[ 機械 ]
(2017/6/26 13:00)
【日本政策投資銀行産業調査部 副調査役 大沼 久美】
【日本経済研究所 ソリューション本部 ソリューション部 研究主幹 分部 隆夫】
工作機械の市場概要
世界の切削型工作機械生産高は、リーマン・ショックによる減退局面を経て、中国を中心とした新興国の成長を背景に増加し、2011年にピーク(約700億ドル)を記録した。その後、停滞局面が続いているのは世界第1位で生産高の約4分の1を占める中国の減少が大きい。中国製品は自国向けが中心だが12年以降の金融引き締めにより、自動車産業や電気機械、精密機械の受託製造を行う電子機器製造受託サービス(EMS)などで設備投資意欲が減退したことが背景である。
日本の生産高は中国に次ぐ世界第2位となっており、ドイツがこれに続く。
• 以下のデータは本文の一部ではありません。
Issue #1981, opened 2024-06-24
smart constructor for Grid


kostmo:
Should have a "smart constructor" that enforces the invariant that all rows are equal length.

Later, if we create a separate `EmptyGrid` constructor, this can also ensure that the alternative has nonempty rows.

PR #1982, opened 2024-06-24
remove 'unGrid' accessor

kostmo:
Towards #1981


byorgey (approved):
Looks good to me.

I guess I hadn't taken a good look at some of the new functions in `src/swarm-topography/Swarm/Game/Scenario/Topography/Area.hs`. It occurs to me that we could replace several of them with relatively simple uses of things from `lens` (e.g. `allMembers`, `mapRows`, `mapIndexedMembers`).  I don't know if that's something you'd be interested in.  If so I could make a PR.

PR #1988, opened 2024-06-25
Fix world DSL coordinate bug

byorgey:
The special variables `x` and `y` in the world DSL did not refer to the correct thing --- in the interpreter apparently I forgot to convert from `Coords` to `Location` and just used the row, column in `Coords` as the `x` and `y`.  I have also fixed up all the scenarios which used `x` and `y` in their world description so that they now look identical to before, by replacing every use of `x` with `-y` and every use of `y` with `x` (though in some cases where the result would be algebraically equal I did not literally do this replacement, *e.g.* `(x + y) % 2` is equal to `((-y) + x) % 2`, so I left it alone).

### DIFF
--- a/data/scenarios/Challenges/Ranching/beekeeping.yaml
+++ b/data/scenarios/Challenges/Ranching/beekeeping.yaml
@@ -430,7 +430,7 @@ world:
     in
       overlay
       [ {grass}
-      , mask (flowers && (x + y) % 3 == 0) {wildflower}
+      , mask (flowers && (x - y) % 3 == 0) {wildflower}
       , mask (rubble && (x + y) % 2 == 0) {rock}
       , mask rock {rock}
       , mask trees {tree}
--- a/data/scenarios/Challenges/gallery.yaml
+++ b/data/scenarios/Challenges/gallery.yaml
@@ -241,8 +241,8 @@ world:
   dsl: |
     overlay
     [ {terrain: stone}
-    , if (x/5 + y/5) % 2 == 0 then {terrain: dirt} else {blank}
-    , if (((x + 3) % 20)/11 + ((y + 3) % 20)/11) == 0 then {terrain: grass} else {blank}
+    , if (x/5 + (-y)/5) % 2 == 0 then {terrain: dirt} else {blank}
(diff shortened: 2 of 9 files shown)


kostmo:
There are actually a few scenarios that use `x` and `y`:
```
find data/scenarios -name "*.yaml" -exec sh -c "yq .world.dsl \"{}\" | grep --color=always '\b[xy]\b'" \; -print
```
shows
```
, if (x/5 + y/5) % 2 == 0 then {terrain: dirt} else {blank}
, if ((x + 3) % 19)/12 + (y % 19)/12 == 0 then {terrain: grass} else {blank}
data/scenarios/Testing/1535-ping/1535-in-range.yaml
, if (x/4 + y/4) % 2 == 0 then {terrain: dirt} else {blank}
, if ((x + 3) % 19)/12 + (y % 19)/12 == 0 then {terrain: grass} else {blank}
data/scenarios/Testing/1535-ping/1535-out-of-range.yaml
, if (x + y) % 2 == 0 then {erase} else {blank}
data/scenarios/Testing/1320-world-DSL/erase.yaml
  , mask (flowers && (x + y) % 3 == 0) {wildflower}
  , mask (rubble && (x + y) % 2 == 0) {rock}
  , mask (outerShore && (x + y) % 2 == 0) {reed}
data/scenarios/Challenges/Ranching/beekeeping.yaml
, if (x/5 + y/5) % 2 == 0 then {terrain: dirt} else {blank}
, if (((x + 3) % 20)/11 + ((y + 3) % 20)/11) == 0 then {terrain: grass} else {blank}
data/scenarios/Challenges/gallery.yaml
, if (x + y / 2) % 5 == 0 then {dirt, wavy water} else {blank}
data/scenarios/Challenges/wave.yaml
  , mask (y < -80 || y > 80 || x < -60 || x > 60) (overlay [{water}])
data/scenarios/Fun/horton.yaml
```

In fact I do recall some bewilderment about the horizontal and vertical directions while authoring `wave.yaml`, but I suppose I brushed it off :)

byorgey:
@kostmo Oh, right, of course!  I just observed that all the tests still passed and assumed that meant nothing was using them.  I'll go through and fix these up so the worlds look the same as before.

byorgey:
@kostmo should be all fixed up now!

kostmo (approved):

PR #1990, opened 2024-06-25
Add `imap` to world DSL, with examples

### LINKED ISSUE #1584: Implement more world manipulation functions in world DSL
We should add more functions such as:

- `reflectV`
- `reflectH`
- `offset`/`translate`

See original design discussion at https://github.com/swarm-game/swarm/issues/1320#issuecomment-1588464512 .

byorgey:
Adds a new primitive `imap`, aka index map, primitive to the world DSL.  `imap` has type `World int -> World int -> World a -> World a`.  Think of it like `(Coords -> Coords) -> World a -> World a`, i.e. given a coordinate mapping, it creates a new world by looking up the cell at the transformed coordinates in the given base world.  However, since there are no lambdas we cannot directly give it that type; instead, the first `World int` represents a function `Coords -> int` which gives an x coordinate, and the second gives the y coordinate.  All told, `imap wx wy wa` is like `\c -> wa (wx c, wy c)`.  For example, `imap (-x) y w` is a reflection of `w` across the y-axis.

Adds a description of `imap` to the language reference, as well as adding a few examples.

Also removes the `rot` and `reflect` primitives, since they can now be simply implemented in terms of `imap`.

Depends on merging #1989 first.  Closes #1584.

### DIFF
--- a/src/swarm-scenario/Swarm/Game/World/Syntax.hs
+++ b/src/swarm-scenario/Swarm/Game/World/Syntax.hs
@@ -10,7 +10,6 @@ module Swarm.Game.World.Syntax (
   RawCellVal,
   CellTag (..),
   CellVal (..),
-  Rot (..),
   Var,
   Axis (..),
   Op (..),
@@ -65,16 +64,6 @@ instance PrettyPrec CellVal where
         ++ [(Just CellEntity, e ^. entityName) | EJust (Last e) <- [ent]]
         ++ map ((Just CellRobot,) . view trobotName) rs
 
-data Rot = Rot0 | Rot90 | Rot180 | Rot270
-  deriving (Eq, Ord, Show, Bounded, Enum)
-
-instance PrettyPrec Rot where
-  prettyPrec _ = \case
-    Rot0 -> "rot0"
-    Rot90 -> "rot90"
-    Rot180 -> "rot180"
-    Rot270 -> "rot270"
-
 type Var = Text
 
 data Axis = X | Y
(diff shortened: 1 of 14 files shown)


src/swarm-scenario/Swarm/Game/World/Syntax.hs
```diff
@@ -83,7 +72,7 @@ data Axis = X | Y
 instance PrettyPrec Axis where
   prettyPrec _ = \case X -> "x"; Y -> "y"
 
-data Op = Not | Neg | And | Or | Add | Sub | Mul | Div | Mod | Eq | Neq | Lt | Leq | Gt | Geq | If | Perlin | Reflect Axis | Rot Rot | Mask | Overlay | Abs
+data Op = Not | Neg | And | Or | Add | Sub | Mul | Div | Mod | Eq | Neq | Lt | Leq | Gt | Geq | If | Perlin | Mask | Overlay | Abs | IMap
```
xsebek, line 75: Were there no worlds using reflection and rotation?

xsebek (approved):
LGTM. I really like the clearing example. 🌲 🌲 🌲

src/swarm-scenario/Swarm/Game/World/Syntax.hs
byorgey: Correct.  Reflection wasn't even fully implemented, as it turns out.  And rotation is not very interesting until you have things like structures you can refer to from within the language.

PR #1995, opened 2024-06-27
Remove grid overlay truncation behavior

kostmo:
In the implementation of #1826, I decided to preserve the old truncating behavior as the default.  But after some consideration, there's no real use case for the old behavior, so let's take it out to simplify the code.


byorgey (approved):
I am always in favor of PRs that delete more lines than they add. :grin:

PR #1996, opened 2024-06-27
Remove duplicate transformers dependency

### LINKED ISSUE #1151: [Editor] Use hoistMaybe
See code comment

### LINKED ISSUE #1993: Remove redundant `transformers` dependency
In a couple different places in `swarm.cabal` we have `transformers` listed twice with different version bounds:
```
    transformers >=0.5 && <0.7,
    transformers >=0.5.6.2 && <0.6.2.0,
```
Does anyone know why this is?  Is there a specific reason we need version 0.5.6.2?

Relatedly, if we can get away with requiring `0.6`, then we can close #1151.

nitinprakash96:
Closes #1993


nitinprakash96:
What a surprise, builds fail for GHC <= 9.48. 🤦 Failed to catch this because I was developing on 9.6.5

byorgey:
Yeah, I guess we need to wait until we drop support for GHC 9.4.

nitinprakash96:
One other _possible but perhaps slightly less desirable_ can be to have our own `hoistMaybe` function but can be wrapped in CPP pragma `#if !MIN_VERSION_transformers(0,6,0) ... #endif`. That at least allows us to get rid of duplicate transformer dependency and keep supporting older GHC version.
But that might be an overkill if we'd like to go ahead with dropping support for 9.4 once adding 9.10

byorgey:
True, but I agree, using CPP seems a bit overkill here.

Note we can still fix #1993 right now, using `transformers >= 0.5 && < 0.7`.

byorgey (approved):

PR #2000, opened 2024-06-28
Save current REPL input with down arrow

### LINKED ISSUE #713: Save invalid inputs in REPL history with down arrow
The basic problem is that the only way to get a REPL input added to the history is after it successfully parses and type checks and is actually executed.  It's always frustrating when I type in a long REPL input but then realize I need to do something else first.  For example, suppose I type a long input but then realize that it uses some functions that are defined in `my_stuff.sw` but I forgot to load `my_stuff.sw`.  In that case my input doesn't even type check.  Or maybe my long input does type check but I realize that there's some other command I need to execute first in preparation for it.  The reason this is so frustrating is that the only solution is to clear the input, type the other command first, and then retype the long input from scratch, because there is no way to save it in between.

I guess the way the REPL currently works is actually pretty similar to the way shells or, say, ghci work.  But somehow it seems frustrating with Swarm, perhaps because it feels natural/encouraged to type longish commands at the REPL.

I really like the way irssi handles this: at any time you can hit the "down" arrow key, which adds the current input to the history and clears it.  So for example if you are in the middle of typing a longer message but want to pause in the middle in order to respond to something else quickly, you can just hit "down", type and send the new message, and then hit "up" a couple times to retrieve your partially complete message and continue composing it.

byorgey:
Closes #713.

Also does a bit of refactoring:
- Decompose `REPLHistItem` into a `REPLHistItemType` and some `Text` instead of having multiple constructors all containing a `Text`
- Add some helpers in `Controller.Util` to cut down on duplicated code

### DIFF
--- a/src/swarm-tui/Swarm/TUI/Controller.hs
+++ b/src/swarm-tui/Swarm/TUI/Controller.hs
@@ -425,7 +425,7 @@ quitGame :: EventM Name AppState ()
 quitGame = do
   -- Write out REPL history.
   history <- use $ uiState . uiGameplay . uiREPL . replHistory
-  let hist = mapMaybe getREPLEntry $ getLatestREPLHistoryItems maxBound history
+  let hist = mapMaybe getREPLSubmitted $ getLatestREPLHistoryItems maxBound history
   liftIO $ (`T.appendFile` T.unlines hist) =<< getSwarmHistoryPath True
 
   -- Save scenario status info.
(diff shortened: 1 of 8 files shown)


xsebek (approved):
If I approve this, I'll have to deal with the merge conflicts. 😅 

But it looks nice. 👍

byorgey:
> If I approve this, I'll have to deal with the merge conflicts. 😅

Haha, I actually thought about that.  I think I'll wait to merge this until after your keybindings PR - it might he easier for me to resolve the conflicts in a smaller PR, and I still have to fix up the test suite anyway.

byorgey:
> Congratulations on the two thousandth PR/Issue! 🥳 

Oh, nice! :tada:  I knew we were coming up on 2000 but hadn't noticed this was it.

xsebek:
@byorgey, thanks for waiting for me. Good luck with the rebase. 😅

PR #2003, opened 2024-06-30
Use 'enumerate' from the 'extra' package

kostmo:
Use [`enumerate`](https://hackage.haskell.org/package/extra-1.7.16/docs/Data-List-Extra.html#v:enumerate) instead of defining `listEnums` ourselves.

Also discovered a "safer" implementation of nonempty enumerations, which lets of remove the `Data.List.NonEmpty.fromList` hlint exclusion.

### DIFF
--- a/src/swarm-util/Swarm/Language/Syntax/Direction.hs
+++ b/src/swarm-util/Swarm/Language/Syntax/Direction.hs
@@ -25,11 +25,11 @@ import Data.Char qualified as C (toLower)
 import Data.Data (Data)
 import Data.Hashable (Hashable)
 import Data.List qualified as L (drop)
+import Data.List.Extra (enumerate)
 import Data.Text hiding (filter, length, map)
+import Data.Text qualified as T
 import GHC.Generics (Generic)
-import Swarm.Util qualified as Util
 import Swarm.Util.JSON (optionsMinimize)
-import Witch.From (from)
 
 ------------------------------------------------------------
 -- Directions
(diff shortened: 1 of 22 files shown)


src/swarm-util/Swarm/Language/Syntax/Direction.hs
```diff
@@ -126,7 +126,7 @@ instance ToJSON Direction where
 -- | Direction name is generated from the deepest nested data constructor
 -- e.g. 'DLeft' becomes "left"
 directionSyntax :: Direction -> Text
-directionSyntax d = from $ directionJsonModifier $ case d of
+directionSyntax d = T.pack $ directionJsonModifier $ case d of
```
byorgey, line 129: I don't like using `from` either, but how about `into @Text`?

src/swarm-util/Swarm/Util.hs
```diff
@@ -156,13 +156,10 @@ cycleEnum e
...
-listEnums :: (Enum e, Bounded e) => [e]
-listEnums = [minBound .. maxBound]
-
--- | Members of the Bounded class are guaranteed to
--- have at least one element.
+-- | See
+-- https://hackage.haskell.org/package/relude-1.2.1.0/docs/Relude-Enum.html#v:universeNonEmpty
 listEnumsNonempty :: (Enum e, Bounded e) => NonEmpty e
-listEnumsNonempty = NE.fromList listEnums
+listEnumsNonempty = minBound :| drop 1 enumerate
```
byorgey, line 162: Nice idea!  How about renaming this to `enumerateNonEmpty` for consistency?

byorgey (approved):

src/swarm-util/Swarm/Language/Syntax/Direction.hs
kostmo: Well, `T.pack` is shorter than that :smile:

日本は1980年代前半以降、2009年まで世界首位を維持していたが、リーマン・ショック直後に、主要顧客である先進諸国の設備投資意欲が後退した影響を受けて大きく減少し、首位の座を中国に明け渡した(図1)。
一方、主要な輸出国は日本とドイツである。近年はこの両国で世界輸出総額の4割を超える水準が続く。両国とも中位―高位機種を中心とした輸出が大きな割合を占めている。韓国・台湾も地場メーカーの技術蓄積などにより輸出を増やしている一方、中国は世界生産額に占める割合と比べると輸出額のプレゼンスは低い。
中国・新興国の影響大
日本の工作機械受注額推移を見ると、リーマン・ショック以降、外需比率は6―7割で推移しており、輸出型産業であるといえる。ただし円安傾向による企業業績の回復や、各種の補助金、税制優遇などの政策支援もあり、13年から15年まで内需が増加した。16年は、前年比での円高傾向による企業業績の足踏みや政策支援内容の変化により内需が減少した。また中国景気の低迷などで外需の減少も大きく、結果として外需比率は低下傾向が続いている(図2)。
外需を地域別で見ると、アジア(中国含む)が最大となっている。近年は外需の5割程度を占めており、これらの新興国需要、特に中国の電気・精密機械向けなどの需要変動が日本の受注状況に大きく影響している(図3)。
内需に関しては、「一般機械」向け、「電気・精密」向け受注には自動車産業が最終ユーザーとなる部品、装置が含まれており、直接の自動車向け受注と併せて、自動車関連産業が大きな割合を占めている。なお、内需に占める割合は小さいものの、「航空・造船・輸送用機械」向け受注も近年増加傾向にある。世界的に航空機需要の増大が見込まれ、日本工作機械メーカーはその高度な技術を生かし、新たに当該分野に進出する例が増えていく可能性もあり、今後の動向が注目される。